# [PROBLEM DESCRIPTION]
Copy every line below where the string "stated" is found.

Data excerpts:
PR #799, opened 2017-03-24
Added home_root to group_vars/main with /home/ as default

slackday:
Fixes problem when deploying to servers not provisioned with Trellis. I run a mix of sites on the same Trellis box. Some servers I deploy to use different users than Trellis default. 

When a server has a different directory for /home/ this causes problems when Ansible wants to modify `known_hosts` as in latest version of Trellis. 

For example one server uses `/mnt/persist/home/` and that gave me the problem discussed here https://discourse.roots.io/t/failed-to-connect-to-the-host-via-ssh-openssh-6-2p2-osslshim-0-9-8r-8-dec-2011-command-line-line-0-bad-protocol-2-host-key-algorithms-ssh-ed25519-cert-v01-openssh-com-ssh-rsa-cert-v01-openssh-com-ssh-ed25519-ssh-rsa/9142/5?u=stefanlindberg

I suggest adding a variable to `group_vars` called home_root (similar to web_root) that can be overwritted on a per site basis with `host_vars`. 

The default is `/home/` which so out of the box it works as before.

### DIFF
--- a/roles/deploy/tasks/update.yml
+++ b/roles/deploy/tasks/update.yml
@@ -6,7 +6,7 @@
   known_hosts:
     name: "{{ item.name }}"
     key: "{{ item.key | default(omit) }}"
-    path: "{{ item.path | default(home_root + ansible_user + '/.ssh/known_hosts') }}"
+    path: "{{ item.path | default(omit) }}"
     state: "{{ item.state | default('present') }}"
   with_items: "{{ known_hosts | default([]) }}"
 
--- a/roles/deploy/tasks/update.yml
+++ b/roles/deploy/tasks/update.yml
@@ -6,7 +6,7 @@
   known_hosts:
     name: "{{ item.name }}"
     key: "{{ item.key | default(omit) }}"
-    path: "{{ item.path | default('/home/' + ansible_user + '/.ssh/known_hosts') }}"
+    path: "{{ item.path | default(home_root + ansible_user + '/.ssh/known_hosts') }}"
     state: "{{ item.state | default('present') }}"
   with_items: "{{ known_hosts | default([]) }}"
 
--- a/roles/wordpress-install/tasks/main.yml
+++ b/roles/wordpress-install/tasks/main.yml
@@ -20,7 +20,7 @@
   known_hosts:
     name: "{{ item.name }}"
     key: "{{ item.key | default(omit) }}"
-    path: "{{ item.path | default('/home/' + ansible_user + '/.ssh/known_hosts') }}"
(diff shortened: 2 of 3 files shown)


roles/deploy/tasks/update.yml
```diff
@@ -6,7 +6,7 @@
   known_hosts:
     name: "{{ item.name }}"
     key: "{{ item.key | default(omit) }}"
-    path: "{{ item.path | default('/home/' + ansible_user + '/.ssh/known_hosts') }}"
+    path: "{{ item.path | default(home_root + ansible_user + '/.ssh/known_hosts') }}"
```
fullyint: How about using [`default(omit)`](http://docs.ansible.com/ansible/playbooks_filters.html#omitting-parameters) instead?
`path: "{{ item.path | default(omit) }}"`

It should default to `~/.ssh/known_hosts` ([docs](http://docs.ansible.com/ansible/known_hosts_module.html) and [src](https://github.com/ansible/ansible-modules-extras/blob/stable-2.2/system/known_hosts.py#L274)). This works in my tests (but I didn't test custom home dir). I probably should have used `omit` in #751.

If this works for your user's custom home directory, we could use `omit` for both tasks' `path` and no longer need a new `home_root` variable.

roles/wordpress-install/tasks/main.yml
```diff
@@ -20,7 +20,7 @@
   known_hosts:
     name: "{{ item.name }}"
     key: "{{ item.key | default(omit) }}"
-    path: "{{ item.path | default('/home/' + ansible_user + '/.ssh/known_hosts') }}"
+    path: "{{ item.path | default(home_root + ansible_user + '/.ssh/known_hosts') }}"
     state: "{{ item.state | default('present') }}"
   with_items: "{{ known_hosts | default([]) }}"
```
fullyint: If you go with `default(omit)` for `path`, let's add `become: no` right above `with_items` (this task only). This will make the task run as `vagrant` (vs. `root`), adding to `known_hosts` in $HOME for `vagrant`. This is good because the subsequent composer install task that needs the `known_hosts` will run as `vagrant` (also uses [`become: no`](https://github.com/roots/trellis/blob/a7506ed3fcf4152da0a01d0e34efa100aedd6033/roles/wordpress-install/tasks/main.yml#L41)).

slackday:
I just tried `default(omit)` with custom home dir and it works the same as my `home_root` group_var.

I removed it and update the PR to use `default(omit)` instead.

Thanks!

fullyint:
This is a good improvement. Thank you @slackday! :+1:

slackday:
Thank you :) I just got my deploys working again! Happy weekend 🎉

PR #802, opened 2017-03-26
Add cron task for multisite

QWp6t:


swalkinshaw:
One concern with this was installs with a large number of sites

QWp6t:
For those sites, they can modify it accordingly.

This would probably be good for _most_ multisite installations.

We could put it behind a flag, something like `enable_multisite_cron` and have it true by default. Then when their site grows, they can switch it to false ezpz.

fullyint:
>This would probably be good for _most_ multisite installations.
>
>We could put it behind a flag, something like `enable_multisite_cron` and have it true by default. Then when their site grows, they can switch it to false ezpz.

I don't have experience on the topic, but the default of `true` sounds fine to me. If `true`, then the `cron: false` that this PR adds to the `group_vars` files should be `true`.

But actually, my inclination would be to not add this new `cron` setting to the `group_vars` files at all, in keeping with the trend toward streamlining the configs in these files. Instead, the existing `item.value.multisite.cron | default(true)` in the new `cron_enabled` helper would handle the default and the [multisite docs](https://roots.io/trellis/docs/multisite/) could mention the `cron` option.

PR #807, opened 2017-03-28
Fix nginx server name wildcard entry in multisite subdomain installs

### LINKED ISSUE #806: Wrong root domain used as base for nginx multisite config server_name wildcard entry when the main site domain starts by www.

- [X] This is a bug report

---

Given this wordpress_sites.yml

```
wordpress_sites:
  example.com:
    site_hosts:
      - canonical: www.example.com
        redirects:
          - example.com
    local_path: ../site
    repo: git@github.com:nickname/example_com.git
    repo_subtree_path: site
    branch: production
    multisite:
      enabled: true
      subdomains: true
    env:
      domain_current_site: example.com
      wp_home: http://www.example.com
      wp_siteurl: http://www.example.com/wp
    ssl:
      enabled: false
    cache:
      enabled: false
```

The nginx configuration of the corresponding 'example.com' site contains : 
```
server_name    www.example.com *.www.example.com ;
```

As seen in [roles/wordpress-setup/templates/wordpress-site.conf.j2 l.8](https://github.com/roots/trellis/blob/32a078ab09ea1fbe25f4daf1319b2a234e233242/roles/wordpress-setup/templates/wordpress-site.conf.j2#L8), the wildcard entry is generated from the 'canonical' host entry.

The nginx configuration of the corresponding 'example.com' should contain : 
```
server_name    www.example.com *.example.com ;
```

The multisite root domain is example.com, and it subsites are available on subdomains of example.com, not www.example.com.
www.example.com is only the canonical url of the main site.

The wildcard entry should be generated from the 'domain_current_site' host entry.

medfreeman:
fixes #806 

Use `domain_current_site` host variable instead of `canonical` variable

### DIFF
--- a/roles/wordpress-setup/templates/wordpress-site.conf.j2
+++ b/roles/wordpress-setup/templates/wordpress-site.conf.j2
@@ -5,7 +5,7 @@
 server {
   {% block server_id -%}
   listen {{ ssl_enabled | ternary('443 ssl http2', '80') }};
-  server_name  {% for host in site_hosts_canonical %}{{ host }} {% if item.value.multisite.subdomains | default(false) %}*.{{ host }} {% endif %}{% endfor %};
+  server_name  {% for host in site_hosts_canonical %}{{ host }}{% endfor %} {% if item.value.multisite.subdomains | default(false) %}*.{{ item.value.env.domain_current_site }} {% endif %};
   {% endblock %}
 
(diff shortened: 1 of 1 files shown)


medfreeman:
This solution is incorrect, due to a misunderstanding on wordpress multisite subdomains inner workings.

* * *

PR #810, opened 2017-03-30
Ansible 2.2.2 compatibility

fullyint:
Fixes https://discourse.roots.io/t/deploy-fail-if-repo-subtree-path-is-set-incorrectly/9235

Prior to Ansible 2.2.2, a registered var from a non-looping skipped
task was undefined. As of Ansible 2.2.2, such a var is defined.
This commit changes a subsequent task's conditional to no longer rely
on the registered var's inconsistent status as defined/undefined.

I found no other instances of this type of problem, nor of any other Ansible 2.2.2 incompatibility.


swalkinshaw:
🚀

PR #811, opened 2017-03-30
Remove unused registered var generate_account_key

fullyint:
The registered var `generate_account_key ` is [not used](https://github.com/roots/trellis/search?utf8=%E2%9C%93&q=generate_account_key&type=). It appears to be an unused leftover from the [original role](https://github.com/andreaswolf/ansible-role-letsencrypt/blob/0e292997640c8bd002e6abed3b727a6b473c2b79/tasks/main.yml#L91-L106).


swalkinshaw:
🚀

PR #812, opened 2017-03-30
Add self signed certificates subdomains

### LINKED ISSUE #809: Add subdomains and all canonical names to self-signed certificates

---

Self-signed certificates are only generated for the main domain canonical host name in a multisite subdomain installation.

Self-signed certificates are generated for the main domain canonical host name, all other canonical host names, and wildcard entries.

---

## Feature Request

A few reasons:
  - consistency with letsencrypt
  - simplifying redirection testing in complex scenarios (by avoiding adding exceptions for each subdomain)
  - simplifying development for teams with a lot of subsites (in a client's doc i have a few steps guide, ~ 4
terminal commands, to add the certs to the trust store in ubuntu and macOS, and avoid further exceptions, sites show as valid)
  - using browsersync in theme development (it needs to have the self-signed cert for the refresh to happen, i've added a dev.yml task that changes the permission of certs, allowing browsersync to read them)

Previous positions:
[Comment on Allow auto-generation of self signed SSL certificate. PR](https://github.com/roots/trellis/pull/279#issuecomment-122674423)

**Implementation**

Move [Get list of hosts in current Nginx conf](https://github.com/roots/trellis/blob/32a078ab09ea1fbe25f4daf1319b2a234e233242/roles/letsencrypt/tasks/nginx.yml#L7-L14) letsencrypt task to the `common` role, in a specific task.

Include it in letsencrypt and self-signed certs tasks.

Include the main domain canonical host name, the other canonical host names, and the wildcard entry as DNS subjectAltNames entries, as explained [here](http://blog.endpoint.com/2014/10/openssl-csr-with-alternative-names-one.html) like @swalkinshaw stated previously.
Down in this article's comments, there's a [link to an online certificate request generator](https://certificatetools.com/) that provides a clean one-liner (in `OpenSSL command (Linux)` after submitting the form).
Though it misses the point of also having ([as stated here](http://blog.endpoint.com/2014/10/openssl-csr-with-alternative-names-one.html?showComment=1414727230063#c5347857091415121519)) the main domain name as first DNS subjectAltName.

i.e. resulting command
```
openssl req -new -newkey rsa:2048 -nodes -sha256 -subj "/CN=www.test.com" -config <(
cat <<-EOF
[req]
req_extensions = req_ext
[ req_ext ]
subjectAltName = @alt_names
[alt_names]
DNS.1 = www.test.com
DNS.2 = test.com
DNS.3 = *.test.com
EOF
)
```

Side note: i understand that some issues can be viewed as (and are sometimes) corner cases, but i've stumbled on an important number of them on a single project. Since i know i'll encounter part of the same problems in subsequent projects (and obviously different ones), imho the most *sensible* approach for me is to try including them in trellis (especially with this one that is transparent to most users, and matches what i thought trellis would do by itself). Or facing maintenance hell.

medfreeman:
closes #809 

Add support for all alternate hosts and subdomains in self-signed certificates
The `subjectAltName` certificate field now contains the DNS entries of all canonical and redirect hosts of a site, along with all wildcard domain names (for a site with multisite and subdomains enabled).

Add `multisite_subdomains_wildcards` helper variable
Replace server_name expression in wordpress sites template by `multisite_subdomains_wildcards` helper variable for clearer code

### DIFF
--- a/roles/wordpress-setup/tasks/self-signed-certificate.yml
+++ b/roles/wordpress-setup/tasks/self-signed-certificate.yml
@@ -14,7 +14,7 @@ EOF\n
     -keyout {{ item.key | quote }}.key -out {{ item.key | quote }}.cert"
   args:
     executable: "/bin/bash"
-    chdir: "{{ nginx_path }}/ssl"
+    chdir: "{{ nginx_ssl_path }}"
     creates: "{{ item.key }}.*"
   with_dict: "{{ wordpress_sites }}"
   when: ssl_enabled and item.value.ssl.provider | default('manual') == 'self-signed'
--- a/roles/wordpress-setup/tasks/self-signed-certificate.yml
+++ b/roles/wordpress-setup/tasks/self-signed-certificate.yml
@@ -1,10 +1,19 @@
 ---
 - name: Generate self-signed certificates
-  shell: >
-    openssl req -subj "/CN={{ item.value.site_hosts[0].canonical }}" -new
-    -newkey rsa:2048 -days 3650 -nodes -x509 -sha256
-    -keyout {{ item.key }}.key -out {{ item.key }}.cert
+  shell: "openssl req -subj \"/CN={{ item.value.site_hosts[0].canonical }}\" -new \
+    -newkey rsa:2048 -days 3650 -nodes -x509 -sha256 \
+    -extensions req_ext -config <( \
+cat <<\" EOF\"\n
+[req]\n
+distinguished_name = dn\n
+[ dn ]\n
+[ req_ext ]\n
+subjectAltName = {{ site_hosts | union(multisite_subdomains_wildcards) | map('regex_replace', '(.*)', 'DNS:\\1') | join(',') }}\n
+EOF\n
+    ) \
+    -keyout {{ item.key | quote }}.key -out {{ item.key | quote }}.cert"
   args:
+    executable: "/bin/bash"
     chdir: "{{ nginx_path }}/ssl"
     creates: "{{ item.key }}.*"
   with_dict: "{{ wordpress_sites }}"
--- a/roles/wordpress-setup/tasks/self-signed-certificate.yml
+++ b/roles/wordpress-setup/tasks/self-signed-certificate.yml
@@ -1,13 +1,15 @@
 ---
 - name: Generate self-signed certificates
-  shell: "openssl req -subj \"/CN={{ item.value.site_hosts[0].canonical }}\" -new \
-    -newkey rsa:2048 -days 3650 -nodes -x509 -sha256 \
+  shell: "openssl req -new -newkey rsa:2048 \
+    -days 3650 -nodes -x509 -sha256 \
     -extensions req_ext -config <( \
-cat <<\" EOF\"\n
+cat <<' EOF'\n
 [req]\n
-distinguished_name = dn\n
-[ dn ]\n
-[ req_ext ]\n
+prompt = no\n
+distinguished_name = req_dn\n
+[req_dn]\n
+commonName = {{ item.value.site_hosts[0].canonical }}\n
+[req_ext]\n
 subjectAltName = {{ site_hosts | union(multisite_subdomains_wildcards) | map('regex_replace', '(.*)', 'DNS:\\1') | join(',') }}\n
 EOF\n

---

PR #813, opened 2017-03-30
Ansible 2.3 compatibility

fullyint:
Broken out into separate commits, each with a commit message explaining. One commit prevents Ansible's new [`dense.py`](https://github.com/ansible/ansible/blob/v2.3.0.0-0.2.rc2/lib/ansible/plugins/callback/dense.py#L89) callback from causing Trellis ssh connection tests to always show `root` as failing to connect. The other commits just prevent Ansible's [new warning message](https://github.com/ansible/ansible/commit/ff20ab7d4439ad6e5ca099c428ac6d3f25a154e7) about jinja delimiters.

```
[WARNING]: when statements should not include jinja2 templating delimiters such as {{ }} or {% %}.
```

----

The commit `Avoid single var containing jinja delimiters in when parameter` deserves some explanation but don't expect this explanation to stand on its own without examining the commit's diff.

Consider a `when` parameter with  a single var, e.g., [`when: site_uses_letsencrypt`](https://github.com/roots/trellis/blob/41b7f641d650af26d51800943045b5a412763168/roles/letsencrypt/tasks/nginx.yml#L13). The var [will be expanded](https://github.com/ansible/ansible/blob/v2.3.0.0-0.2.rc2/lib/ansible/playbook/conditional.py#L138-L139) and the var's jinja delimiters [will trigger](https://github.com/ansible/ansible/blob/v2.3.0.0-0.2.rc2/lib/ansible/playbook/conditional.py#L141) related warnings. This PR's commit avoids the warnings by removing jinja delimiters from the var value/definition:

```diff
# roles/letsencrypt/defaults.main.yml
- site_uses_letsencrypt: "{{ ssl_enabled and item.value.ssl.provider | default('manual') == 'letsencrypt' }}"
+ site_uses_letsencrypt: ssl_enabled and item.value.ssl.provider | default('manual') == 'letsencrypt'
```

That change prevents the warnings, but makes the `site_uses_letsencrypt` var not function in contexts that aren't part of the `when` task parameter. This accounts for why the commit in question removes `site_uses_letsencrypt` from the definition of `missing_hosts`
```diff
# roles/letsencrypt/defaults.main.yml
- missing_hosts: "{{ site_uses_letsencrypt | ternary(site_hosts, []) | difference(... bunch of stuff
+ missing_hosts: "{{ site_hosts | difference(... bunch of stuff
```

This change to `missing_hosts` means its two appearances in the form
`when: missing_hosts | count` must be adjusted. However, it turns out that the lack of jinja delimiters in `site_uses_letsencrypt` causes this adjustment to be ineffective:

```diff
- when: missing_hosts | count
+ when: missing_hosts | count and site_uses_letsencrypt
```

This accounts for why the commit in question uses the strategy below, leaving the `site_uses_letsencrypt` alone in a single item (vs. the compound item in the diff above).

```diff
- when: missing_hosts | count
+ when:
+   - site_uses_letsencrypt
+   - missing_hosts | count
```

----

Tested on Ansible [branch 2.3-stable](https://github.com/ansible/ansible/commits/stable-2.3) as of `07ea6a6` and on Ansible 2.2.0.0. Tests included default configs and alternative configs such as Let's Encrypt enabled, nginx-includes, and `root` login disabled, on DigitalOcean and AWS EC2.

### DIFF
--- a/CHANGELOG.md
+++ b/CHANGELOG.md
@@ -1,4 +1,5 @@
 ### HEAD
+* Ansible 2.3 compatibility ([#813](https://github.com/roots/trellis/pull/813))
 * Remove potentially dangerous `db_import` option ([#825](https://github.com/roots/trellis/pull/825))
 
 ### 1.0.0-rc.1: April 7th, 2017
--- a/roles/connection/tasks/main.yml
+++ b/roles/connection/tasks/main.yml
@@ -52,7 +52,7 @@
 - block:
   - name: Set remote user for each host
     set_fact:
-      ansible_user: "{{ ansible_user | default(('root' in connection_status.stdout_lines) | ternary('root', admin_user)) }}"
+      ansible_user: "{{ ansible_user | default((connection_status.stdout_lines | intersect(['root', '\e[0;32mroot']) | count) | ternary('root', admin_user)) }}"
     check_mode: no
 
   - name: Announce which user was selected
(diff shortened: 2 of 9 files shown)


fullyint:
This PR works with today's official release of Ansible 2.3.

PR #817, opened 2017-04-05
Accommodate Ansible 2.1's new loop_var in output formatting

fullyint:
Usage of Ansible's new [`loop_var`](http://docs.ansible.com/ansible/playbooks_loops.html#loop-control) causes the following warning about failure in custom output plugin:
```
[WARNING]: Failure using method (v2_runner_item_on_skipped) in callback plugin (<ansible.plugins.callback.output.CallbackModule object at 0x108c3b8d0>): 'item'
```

# [RESPONSE TO THE EXERCISE]
Include the main domain canonical host name, the other canonical host names, and the wildcard entry as DNS subjectAltNames entries, as explained [here](http://blog.endpoint.com/2014/10/openssl-csr-with-alternative-names-one.html) like @swalkinshaw stated previously.
Though it misses the point of also having ([as stated here](http://blog.endpoint.com/2014/10/openssl-csr-with-alternative-names-one.html?showComment=1414727230063#c5347857091415121519)) the main domain name as first DNS subjectAltName.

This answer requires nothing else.